__Description of the task__
All the records below must be returned exactly as they stand.

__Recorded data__

***

PR #4712, opened 2020-11-24
Let the exam coupon command run many times

annagav:
none

#### What's this PR do?
This modifies the management command to run with any size coupon files.
Also it changes the the creation of the `ExamAuthorization`(s) to set the status for `SUCCESS` since we don't consult with Pearson anymore.

Run `./manage.py populate_edx_exam_coupons <coupons-report.csv>` 
Check the dashboard to see the link to edx to register for exam in that course.

### DIFF
--- a/exams/api.py
+++ b/exams/api.py
@@ -120,6 +120,7 @@ def authorize_for_exam_run(user, course_run, exam_run):
         user=mmtrack.user,
         course=course_run.course,
         exam_run=exam_run,
+        status=ExamAuthorization.STATUS_SUCCESS,
     )
     log.info(
         '[Exam authorization] user "%s" is authorized for the exam for course id "%s"',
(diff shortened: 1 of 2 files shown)


exams/api.py
```diff
@@ -120,6 +120,7 @@ def authorize_for_exam_run(user, course_run, exam_run):
         user=mmtrack.user,
         course=course_run.course,
         exam_run=exam_run,
+        status=ExamAuthorization.STATUS_SUCCESS,
```
noisecapella, line 123: Should this be in a defaults dict: `defaults={"status": ExamAuthorization.STATUS_SUCCESS}`? I think you would have multiple conflicting `ExamAuthorization` otherwise

noisecapella (changes requested):

noisecapella (approved):

PR #4740, opened 2021-01-06
Update command import_edx_exam_grades

annagav:
NA

#### What's this PR do?
Update the management command for importing exam grades.
Some of the updates include:
- different filel names
- the file contains grades for all courses that had exams
- adding the "no_show" boolean field

Run `./manage.py import_edx_exam_grades file_name`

***

__Reply to the task__
PR #4712, opened 2020-11-24
Let the exam coupon command run many times

annagav:
none

#### What's this PR do?
This modifies the management command to run with any size coupon files.
Also it changes the the creation of the `ExamAuthorization`(s) to set the status for `SUCCESS` since we don't consult with Pearson anymore.

Run `./manage.py populate_edx_exam_coupons <coupons-report.csv>` 
Check the dashboard to see the link to edx to register for exam in that course.

### DIFF
--- a/exams/api.py
+++ b/exams/api.py
@@ -120,6 +120,7 @@ def authorize_for_exam_run(user, course_run, exam_run):
         user=mmtrack.user,
         course=course_run.course,
         exam_run=exam_run,
+        status=ExamAuthorization.STATUS_SUCCESS,
     )
     log.info(
         '[Exam authorization] user "%s" is authorized for the exam for course id "%s"',
(diff shortened: 1 of 2 files shown)


exams/api.py
```diff
@@ -120,6 +120,7 @@ def authorize_for_exam_run(user, course_run, exam_run):
         user=mmtrack.user,
         course=course_run.course,
         exam_run=exam_run,
+        status=ExamAuthorization.STATUS_SUCCESS,
```
noisecapella, line 123: Should this be in a defaults dict: `defaults={"status": ExamAuthorization.STATUS_SUCCESS}`? I think you would have multiple conflicting `ExamAuthorization` otherwise

noisecapella (changes requested):

noisecapella (approved):

PR #4740, opened 2021-01-06
Update command import_edx_exam_grades

annagav:
NA

#### What's this PR do?
Update the management command for importing exam grades.
Some of the updates include:
- different filel names
- the file contains grades for all courses that had exams
- adding the "no_show" boolean field

Run `./manage.py import_edx_exam_grades file_name`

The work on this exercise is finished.